§ What you need to do: Below are lines of data, and only some are wanted. Please repeat exactly those from the line that has "PR #2800, opened 2020-10-14" through the line that has "PR #2802, opened 2020-10-14".
-- Dataset excerpts follows --
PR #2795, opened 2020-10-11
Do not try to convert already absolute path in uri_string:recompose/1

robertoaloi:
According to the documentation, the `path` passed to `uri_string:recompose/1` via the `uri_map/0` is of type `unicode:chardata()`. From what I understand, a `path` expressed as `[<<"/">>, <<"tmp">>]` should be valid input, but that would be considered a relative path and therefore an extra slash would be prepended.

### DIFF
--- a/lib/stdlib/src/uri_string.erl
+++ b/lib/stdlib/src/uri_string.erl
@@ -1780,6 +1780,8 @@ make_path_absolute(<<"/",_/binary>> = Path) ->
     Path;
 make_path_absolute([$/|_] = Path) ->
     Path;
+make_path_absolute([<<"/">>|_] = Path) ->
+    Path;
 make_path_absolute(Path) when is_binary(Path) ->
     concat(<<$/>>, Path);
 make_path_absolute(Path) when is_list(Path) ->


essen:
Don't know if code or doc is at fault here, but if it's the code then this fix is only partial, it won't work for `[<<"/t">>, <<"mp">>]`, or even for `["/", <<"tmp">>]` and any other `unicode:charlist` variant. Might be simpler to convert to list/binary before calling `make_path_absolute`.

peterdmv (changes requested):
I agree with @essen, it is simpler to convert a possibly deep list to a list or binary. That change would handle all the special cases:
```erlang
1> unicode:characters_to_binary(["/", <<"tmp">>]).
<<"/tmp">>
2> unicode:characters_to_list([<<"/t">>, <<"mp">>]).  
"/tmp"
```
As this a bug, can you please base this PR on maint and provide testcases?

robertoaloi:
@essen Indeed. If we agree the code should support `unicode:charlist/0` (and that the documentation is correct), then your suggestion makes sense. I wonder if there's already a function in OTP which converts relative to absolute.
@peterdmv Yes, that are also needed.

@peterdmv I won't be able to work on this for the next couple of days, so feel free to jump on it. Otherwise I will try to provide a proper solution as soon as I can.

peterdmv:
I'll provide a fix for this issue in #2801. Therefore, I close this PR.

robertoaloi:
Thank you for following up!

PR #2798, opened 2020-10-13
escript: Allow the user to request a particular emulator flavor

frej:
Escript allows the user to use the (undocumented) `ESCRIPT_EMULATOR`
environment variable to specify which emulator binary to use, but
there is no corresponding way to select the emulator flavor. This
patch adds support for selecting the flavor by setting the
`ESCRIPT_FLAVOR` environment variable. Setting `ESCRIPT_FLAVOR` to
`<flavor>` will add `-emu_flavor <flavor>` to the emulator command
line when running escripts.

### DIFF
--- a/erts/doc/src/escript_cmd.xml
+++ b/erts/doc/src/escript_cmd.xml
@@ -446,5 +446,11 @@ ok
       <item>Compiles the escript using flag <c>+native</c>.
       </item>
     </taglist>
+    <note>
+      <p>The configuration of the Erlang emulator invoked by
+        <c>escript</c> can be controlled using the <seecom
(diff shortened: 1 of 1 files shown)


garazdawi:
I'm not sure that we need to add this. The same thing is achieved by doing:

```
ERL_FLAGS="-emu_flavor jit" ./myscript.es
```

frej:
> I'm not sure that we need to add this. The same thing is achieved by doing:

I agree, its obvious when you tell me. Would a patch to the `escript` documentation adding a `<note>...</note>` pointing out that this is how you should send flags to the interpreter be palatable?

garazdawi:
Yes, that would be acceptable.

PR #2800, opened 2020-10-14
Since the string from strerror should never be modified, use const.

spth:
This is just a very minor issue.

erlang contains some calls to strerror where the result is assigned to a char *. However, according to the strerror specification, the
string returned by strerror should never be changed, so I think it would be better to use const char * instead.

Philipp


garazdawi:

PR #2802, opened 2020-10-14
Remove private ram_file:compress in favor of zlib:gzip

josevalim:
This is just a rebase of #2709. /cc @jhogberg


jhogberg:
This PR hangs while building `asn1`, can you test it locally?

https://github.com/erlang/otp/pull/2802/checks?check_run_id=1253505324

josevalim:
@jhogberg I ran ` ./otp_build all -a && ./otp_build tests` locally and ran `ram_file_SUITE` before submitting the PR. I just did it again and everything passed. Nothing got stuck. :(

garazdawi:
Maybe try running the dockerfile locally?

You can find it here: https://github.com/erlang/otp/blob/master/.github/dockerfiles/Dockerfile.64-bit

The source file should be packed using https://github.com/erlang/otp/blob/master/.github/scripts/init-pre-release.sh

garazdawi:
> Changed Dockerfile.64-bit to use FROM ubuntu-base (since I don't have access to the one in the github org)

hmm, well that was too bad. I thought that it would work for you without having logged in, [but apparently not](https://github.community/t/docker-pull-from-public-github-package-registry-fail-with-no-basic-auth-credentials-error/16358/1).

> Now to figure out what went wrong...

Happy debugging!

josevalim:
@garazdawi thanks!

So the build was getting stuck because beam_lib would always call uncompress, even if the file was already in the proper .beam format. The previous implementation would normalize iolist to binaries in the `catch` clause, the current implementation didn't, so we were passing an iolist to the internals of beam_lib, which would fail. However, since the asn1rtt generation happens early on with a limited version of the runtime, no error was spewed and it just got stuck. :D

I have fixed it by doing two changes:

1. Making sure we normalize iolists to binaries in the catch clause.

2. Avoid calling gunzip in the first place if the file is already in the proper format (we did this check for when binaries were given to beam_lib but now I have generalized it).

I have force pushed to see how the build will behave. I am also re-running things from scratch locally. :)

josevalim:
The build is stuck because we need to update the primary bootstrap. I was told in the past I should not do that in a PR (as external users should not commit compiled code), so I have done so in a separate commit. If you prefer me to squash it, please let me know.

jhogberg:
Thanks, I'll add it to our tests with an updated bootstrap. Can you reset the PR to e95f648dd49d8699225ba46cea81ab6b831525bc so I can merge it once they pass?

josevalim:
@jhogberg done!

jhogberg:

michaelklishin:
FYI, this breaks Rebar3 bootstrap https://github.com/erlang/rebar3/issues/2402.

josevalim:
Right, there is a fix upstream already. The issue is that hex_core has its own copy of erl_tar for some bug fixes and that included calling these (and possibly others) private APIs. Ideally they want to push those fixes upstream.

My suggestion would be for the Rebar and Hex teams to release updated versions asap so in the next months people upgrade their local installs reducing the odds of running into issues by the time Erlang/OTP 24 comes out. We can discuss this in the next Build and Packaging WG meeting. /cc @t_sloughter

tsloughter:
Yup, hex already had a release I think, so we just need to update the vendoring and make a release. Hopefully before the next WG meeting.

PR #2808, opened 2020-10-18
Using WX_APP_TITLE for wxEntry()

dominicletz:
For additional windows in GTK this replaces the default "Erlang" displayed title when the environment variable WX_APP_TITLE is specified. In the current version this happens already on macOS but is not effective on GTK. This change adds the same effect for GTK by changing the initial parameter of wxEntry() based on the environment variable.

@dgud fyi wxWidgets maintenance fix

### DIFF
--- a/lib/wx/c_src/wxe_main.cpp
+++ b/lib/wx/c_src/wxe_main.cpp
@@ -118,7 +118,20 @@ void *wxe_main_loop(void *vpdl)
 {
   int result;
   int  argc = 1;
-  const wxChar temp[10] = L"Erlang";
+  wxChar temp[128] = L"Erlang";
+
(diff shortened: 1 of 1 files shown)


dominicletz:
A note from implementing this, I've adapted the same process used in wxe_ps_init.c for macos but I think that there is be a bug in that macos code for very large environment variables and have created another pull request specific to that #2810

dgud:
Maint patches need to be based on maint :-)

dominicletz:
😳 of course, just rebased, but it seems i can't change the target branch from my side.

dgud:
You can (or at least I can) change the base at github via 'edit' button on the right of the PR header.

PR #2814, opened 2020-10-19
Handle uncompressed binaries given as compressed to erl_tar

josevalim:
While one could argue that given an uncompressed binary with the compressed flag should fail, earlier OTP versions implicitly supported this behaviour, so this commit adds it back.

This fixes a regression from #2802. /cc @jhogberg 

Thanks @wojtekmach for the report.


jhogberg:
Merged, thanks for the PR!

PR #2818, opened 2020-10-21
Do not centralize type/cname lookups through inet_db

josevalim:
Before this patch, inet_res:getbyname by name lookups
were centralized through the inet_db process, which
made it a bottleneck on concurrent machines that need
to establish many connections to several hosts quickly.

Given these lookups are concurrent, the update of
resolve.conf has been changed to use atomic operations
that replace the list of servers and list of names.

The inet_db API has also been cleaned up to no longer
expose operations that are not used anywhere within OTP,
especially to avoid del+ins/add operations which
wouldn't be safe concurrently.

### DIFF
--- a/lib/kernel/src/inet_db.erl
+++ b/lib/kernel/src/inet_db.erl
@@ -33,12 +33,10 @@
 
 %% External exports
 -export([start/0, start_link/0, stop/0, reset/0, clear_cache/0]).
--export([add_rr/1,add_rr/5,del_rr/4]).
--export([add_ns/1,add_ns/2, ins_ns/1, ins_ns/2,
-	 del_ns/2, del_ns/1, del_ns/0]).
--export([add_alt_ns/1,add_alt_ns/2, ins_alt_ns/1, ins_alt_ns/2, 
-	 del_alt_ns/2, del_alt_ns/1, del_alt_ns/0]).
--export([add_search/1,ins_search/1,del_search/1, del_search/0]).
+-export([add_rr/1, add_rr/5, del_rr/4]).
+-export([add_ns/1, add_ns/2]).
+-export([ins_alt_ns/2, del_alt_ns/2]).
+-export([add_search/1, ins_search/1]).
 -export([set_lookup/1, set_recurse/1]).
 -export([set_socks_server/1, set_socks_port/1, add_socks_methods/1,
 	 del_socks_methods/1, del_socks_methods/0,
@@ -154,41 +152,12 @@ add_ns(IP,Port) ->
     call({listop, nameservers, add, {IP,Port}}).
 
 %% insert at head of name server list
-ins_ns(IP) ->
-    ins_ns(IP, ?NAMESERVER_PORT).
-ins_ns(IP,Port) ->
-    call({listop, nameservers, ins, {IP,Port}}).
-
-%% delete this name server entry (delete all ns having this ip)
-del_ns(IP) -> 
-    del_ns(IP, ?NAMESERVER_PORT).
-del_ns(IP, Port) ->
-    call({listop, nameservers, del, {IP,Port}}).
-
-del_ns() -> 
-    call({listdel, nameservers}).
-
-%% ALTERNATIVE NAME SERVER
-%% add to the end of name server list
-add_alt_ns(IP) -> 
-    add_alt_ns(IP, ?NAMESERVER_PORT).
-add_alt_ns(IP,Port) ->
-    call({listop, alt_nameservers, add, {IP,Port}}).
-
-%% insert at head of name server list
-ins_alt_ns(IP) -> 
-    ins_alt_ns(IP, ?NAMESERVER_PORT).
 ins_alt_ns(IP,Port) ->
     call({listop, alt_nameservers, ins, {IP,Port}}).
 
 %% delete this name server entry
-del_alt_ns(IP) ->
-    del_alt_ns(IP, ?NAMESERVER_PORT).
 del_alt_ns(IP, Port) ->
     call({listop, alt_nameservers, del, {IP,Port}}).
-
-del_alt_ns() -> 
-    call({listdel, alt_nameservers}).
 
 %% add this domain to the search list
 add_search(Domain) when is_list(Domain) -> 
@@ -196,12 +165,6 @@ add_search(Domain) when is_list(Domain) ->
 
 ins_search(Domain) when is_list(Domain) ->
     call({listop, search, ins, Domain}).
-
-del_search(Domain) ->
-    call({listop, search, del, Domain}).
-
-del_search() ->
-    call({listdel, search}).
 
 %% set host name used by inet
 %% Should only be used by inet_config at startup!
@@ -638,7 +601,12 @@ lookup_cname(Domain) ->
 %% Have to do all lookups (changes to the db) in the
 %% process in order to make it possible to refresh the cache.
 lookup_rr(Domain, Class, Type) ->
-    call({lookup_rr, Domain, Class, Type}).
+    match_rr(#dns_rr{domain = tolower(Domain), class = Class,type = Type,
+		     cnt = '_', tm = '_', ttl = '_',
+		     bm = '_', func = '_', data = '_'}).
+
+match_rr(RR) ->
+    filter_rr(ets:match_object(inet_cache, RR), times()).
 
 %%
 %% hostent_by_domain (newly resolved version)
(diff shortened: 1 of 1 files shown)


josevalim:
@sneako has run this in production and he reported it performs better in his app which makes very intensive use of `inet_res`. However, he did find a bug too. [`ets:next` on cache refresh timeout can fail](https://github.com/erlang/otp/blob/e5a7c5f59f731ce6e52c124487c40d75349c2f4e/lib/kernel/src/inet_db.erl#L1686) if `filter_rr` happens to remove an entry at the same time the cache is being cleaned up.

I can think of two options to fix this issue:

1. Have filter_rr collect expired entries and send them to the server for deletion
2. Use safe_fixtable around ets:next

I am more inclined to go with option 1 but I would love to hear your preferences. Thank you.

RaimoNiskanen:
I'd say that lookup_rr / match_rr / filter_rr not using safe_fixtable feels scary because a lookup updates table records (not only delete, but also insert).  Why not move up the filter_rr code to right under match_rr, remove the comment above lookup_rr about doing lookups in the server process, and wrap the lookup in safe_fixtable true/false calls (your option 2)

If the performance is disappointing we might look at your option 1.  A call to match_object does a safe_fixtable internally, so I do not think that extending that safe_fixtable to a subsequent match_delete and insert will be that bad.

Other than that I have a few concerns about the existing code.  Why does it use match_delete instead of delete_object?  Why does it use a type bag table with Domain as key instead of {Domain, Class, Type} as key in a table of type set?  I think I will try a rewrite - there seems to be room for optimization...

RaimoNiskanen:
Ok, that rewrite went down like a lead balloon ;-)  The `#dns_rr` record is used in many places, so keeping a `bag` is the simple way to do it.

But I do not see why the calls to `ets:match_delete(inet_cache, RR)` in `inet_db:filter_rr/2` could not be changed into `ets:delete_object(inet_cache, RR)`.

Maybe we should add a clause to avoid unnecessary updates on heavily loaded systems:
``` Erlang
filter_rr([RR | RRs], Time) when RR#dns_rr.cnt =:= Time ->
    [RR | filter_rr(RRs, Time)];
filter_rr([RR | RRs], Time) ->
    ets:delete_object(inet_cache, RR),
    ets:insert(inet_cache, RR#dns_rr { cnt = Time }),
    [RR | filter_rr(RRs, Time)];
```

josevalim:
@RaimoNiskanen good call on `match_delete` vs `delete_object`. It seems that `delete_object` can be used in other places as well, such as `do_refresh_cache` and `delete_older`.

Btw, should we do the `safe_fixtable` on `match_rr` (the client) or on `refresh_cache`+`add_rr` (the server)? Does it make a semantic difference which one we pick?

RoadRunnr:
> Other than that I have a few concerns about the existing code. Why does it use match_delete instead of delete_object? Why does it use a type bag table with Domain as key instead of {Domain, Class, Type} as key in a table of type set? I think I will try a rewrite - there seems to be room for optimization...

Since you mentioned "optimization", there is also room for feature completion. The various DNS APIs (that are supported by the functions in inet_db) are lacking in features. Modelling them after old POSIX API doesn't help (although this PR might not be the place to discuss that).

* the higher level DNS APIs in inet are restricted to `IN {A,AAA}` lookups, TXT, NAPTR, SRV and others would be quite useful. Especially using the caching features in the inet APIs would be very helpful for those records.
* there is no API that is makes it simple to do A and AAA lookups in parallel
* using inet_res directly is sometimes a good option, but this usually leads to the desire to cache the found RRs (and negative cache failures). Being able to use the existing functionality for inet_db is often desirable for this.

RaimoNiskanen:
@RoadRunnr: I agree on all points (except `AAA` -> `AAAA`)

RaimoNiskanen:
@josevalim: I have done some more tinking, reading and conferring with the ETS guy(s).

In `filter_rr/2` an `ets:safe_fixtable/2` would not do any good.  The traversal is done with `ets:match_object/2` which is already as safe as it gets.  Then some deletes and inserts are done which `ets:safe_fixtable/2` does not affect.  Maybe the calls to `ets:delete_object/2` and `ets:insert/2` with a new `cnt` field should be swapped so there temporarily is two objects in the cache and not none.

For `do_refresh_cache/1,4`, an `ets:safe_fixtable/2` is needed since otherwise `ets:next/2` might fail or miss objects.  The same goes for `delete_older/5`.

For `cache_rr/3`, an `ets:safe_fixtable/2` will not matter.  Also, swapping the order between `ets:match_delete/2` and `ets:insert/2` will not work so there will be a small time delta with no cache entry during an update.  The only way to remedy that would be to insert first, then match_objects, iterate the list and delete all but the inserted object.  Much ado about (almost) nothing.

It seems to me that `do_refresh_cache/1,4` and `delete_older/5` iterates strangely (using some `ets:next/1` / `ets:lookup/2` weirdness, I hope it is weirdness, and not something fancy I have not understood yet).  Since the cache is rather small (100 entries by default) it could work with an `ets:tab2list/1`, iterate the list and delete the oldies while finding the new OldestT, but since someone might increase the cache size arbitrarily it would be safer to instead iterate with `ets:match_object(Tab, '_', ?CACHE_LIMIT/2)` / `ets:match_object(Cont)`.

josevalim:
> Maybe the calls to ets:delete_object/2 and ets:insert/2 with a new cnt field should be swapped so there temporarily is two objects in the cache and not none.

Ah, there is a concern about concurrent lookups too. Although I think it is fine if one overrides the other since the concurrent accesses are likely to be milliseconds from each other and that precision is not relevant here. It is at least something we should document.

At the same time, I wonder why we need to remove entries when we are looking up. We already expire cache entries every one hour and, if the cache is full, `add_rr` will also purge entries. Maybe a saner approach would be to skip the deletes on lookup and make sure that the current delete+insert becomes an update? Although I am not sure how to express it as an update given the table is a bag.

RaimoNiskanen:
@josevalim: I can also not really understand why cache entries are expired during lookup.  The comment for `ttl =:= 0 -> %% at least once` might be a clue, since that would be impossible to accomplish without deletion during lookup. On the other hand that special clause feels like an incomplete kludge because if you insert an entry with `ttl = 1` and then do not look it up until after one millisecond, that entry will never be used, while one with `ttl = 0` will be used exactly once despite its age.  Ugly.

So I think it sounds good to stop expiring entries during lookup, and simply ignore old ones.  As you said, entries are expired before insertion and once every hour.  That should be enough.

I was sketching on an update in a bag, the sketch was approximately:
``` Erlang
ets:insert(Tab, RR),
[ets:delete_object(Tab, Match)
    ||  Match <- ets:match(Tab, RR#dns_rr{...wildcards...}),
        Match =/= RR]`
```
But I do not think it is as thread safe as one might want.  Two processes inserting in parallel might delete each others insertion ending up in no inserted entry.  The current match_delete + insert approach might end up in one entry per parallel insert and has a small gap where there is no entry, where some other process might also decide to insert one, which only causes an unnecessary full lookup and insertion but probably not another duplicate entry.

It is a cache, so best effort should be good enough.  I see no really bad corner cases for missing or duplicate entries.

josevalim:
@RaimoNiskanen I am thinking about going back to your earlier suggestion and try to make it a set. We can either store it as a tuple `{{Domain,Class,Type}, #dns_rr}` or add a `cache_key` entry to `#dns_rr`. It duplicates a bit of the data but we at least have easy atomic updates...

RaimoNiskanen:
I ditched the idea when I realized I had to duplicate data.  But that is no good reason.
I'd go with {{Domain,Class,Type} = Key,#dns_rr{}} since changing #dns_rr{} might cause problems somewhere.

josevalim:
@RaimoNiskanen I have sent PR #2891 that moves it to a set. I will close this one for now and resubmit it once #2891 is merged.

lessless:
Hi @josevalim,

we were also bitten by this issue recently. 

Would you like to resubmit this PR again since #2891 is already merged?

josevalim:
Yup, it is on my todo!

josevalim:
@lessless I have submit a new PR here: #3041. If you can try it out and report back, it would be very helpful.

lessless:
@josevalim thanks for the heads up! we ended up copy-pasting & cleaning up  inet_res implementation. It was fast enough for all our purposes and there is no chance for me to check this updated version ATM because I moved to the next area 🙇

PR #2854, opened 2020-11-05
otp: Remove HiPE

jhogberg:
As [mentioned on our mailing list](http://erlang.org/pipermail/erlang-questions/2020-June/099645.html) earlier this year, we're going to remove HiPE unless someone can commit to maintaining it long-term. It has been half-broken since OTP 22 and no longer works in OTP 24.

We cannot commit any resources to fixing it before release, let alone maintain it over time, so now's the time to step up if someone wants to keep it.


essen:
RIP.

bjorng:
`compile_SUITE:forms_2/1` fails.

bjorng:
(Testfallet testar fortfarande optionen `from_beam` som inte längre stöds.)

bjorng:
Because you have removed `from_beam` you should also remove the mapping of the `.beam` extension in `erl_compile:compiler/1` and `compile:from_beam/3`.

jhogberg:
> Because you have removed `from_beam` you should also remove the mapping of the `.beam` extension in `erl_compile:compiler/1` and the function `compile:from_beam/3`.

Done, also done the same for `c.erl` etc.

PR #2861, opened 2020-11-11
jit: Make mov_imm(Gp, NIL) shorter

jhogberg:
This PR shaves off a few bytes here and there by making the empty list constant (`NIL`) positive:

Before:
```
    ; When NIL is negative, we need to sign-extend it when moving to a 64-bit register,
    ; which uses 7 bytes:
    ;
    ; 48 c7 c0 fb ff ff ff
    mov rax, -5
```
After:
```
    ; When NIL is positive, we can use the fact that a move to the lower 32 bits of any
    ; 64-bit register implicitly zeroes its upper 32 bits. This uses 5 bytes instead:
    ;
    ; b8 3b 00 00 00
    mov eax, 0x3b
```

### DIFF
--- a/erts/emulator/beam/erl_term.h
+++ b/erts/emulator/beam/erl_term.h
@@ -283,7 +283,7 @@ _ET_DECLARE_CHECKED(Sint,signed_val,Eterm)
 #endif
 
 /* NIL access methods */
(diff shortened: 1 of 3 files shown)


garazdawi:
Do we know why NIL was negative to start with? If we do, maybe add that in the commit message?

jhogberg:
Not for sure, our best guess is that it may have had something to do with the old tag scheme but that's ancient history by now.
-- Dataset excerpts concluded --
§ Exercise solution:
PR #2800, opened 2020-10-14
Since the string from strerror should never be modified, use const.

spth:
This is just a very minor issue.

erlang contains some calls to strerror where the result is assigned to a char *. However, according to the strerror specification, the
string returned by strerror should never be changed, so I think it would be better to use const char * instead.

Philipp


garazdawi:

PR #2802, opened 2020-10-14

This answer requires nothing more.